Именно здесь под деликатное погуживание тайных пружин затеваются невинные игры, которым предстоит неминуемое продолжение в спальне с последующим развитием в чарующее и повергающее в нежно-яростный транс безвременное мистическое путешествие вдвоем в стратосферу Вечного Счастья; и грех не упомянуть о газовой плите "Марина", чья функция - поддерживать огонь семейного очага и без устали потчевать хозяев горячим питьем и яствами, которых настоятельно требует ненасытно горящая плоть...

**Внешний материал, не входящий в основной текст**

Issue #58, opened 2022-04-27
User icon and logout feature missing when logged in through Feide


allinox:
## Description

In regular apps, you can log out by clicking on the user icon in the top right corner while in app-view or on the receipt page.
![image](https://user-images.githubusercontent.com/22012997/165465369-42e07c90-d41b-4438-a2ec-5ae25c5f9c14.png)

However, when logged in through Feide, this icon is missing
![image](https://user-images.githubusercontent.com/22012997/165465453-e0135bab-8016-4c0e-b533-ec7499875cc0.png)
This means that you can't log out through this feature.

## To Reproduce

I would expect that the icon is present in the top right corner, like is the case in regular apps.

lasseklovstad:
This issue should be closed as the problem is fixed in the above pull request. @allinox could you test it and see if Feide login has the icon?

allinox:
Tested in TT02 - it works!🥳
![image](https://user-images.githubusercontent.com/22012997/207551291-14e4a662-640e-4b1f-a974-840de2c9bf87.png)

PR #384, opened 2022-08-15
BugFix: Show menu icon when user doesn't have ssn or org number

lasseklovstad:
## Description
Shows the private person icon as a fallback if ssn or orgNumber is not present in user party.

## Related Issue(s)
- #58 

## Verification
- [x] All tests run green

### DIFF
--- a/src/shared/src/components/organisms/AltinnAppHeader.test.tsx
+++ b/src/shared/src/components/organisms/AltinnAppHeader.test.tsx
@@ -17,7 +17,7 @@ describe('organisms/AltinnAppHeader', () => {
     name: 'Bedrift',
   } as IParty;
 
-  const anonymousUser = {
+  const selfIdentifiedUser = {
     childParties: null,
     isDeleted: false,
     name: 'uidp_brxzt8pt992',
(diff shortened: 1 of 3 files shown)


olemartinorg:
Thanks for your contribution, @lasseklovstad! :partying_face: I've made inquiries to make sure we correctly handle anonymous stateless apps here, etc. This is not the part of the app I know best, at least. You'll hear from us soon!

src/shared/src/components/organisms/AltinnAppHeader.test.tsx
```diff
@@ -16,6 +16,21 @@ describe('organisms/AltinnAppHeader', () => {
     partyId: '54321',
     name: 'Bedrift',
   } as IParty;
+
+  const anonymousUser = {
```
nkylstad, line 20: This might be nitpicking, but I would prefer it if you could rename this to something like `selfIdentifiedUser`. We use the term `anonymous` elsewhere in the app frontend to denote a user who is _not logget in at all_, and even though this is just a variable in a test it might be confusing to use the anonymous naming here.

nkylstad (changes requested):
Nice! 👍  One comment on naming that you can take a look at.

nkylstad:
> Thanks for your contribution, @lasseklovstad! 🥳 I've made inquiries to make sure we correctly handle anonymous stateless apps here, etc. This is not the part of the app I know best, at least. You'll hear from us soon!

Pretty sure that anonymous (not logged in) users do not have a party object at all, so this change should not affect that. The cypress tests for stateless anonymous pass, which seems to confirm this 🙂

nkylstad (approved):
🎉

В общем, все это романтическое оборудование, вдохновленное эманациями медового месяца двух чудесных светящихся существ, начинает казаться таковым лишь по преодолении многих килопарсеков и мегатаймов, вдали от спокинутого Центра Мира, в студеных волнах глубоко разжиженного вакуума. И лишь тогда, когда гимн протоплазмы с сожаленьем отзвучал, холодный ум Убийцы Чувств с маниакальным смакованьем наделяет весь прежний антураж конфабуляторски-бутафорскими значеньями, сигналами и знаками, пытаясь воссоздать посредством геодезоумопостроений былую стать плюющегося пламенем вулкана. Да-да, есть некий скрытый смысл и в должности таксидерьмиста!
 
Чтобы плавно вести самолет, пилот должен быть одинок. Настоящие мужчины не танцуют, сказал прогрессивный американский писатель Норман Мейлер. Это вам не какой-нибудь там шебутной и без вина пьяный Вася Розанов, друг сердечный, таракан запечный. Норик сёк поляну. Мой 5-летний 3-родный брат однажды по секрету сообщил мне, что хочет стать Штирлицем. Из паренька выйдет толк. Хотя, у вменяемого читателя может возникнуть законное недоумение: да что за Система нам такая Солнечная досталась? Неужели нельзя в ней обойтись без пресловутых шпионов в майорском звании? Можно, скажет вам серьёзный учёный. Но не следует забывать, заметит он, строго глядя поверх очков с перебинтованной дужкой, что стукачество, шпионство и уж тем более майорство - суть непременные качества человека как млекопитающего. Будь как-нибудь по-другому, Дьяволу нечего было бы делать на этой жлобской планете.